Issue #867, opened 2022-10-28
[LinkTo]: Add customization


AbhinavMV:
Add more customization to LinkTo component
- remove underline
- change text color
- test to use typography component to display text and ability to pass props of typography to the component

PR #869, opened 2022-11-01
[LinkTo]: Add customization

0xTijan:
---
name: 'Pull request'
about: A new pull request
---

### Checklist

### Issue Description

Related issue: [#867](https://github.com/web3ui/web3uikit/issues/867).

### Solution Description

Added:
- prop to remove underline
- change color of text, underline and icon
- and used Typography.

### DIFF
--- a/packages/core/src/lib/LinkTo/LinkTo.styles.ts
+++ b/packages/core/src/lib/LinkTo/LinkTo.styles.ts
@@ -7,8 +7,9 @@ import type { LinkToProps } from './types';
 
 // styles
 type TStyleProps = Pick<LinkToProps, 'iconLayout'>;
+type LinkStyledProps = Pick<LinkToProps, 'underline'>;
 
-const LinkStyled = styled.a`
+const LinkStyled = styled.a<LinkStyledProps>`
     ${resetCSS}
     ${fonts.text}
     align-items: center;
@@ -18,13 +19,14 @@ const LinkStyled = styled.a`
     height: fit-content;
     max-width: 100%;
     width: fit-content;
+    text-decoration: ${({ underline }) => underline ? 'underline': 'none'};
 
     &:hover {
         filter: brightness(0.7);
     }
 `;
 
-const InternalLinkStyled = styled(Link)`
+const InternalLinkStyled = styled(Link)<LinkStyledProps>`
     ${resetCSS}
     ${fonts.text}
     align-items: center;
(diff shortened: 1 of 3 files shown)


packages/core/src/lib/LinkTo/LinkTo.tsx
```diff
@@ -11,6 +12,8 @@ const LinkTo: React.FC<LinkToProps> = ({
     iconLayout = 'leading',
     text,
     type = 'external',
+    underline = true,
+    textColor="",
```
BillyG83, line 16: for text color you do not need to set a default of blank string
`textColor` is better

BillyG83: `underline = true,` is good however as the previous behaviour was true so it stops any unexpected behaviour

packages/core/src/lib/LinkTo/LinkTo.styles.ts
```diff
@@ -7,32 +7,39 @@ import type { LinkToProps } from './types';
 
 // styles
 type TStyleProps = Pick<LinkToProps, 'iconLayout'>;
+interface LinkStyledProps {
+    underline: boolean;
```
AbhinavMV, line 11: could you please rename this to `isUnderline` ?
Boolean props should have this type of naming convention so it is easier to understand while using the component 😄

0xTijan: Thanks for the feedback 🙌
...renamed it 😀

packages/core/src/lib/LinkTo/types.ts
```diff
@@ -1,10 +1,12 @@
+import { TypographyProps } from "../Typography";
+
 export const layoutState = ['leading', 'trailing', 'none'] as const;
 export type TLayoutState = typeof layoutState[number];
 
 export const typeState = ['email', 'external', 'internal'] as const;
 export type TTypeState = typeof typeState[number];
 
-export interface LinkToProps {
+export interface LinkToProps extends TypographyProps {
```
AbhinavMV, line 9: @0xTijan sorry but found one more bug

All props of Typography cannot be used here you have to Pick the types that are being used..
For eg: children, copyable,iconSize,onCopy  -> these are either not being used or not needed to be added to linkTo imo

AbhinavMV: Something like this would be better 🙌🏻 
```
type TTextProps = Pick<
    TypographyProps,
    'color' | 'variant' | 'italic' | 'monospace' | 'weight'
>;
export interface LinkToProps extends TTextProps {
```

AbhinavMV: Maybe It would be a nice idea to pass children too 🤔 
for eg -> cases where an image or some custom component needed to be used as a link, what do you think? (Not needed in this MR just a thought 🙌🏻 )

**Task directions:** Which lines of the records contain the word "none"? Copy each of them.

**Exercise solution:**
+    text-decoration: ${({ underline }) => underline ? 'underline': 'none'};
 export const layoutState = ['leading', 'trailing', 'none'] as const;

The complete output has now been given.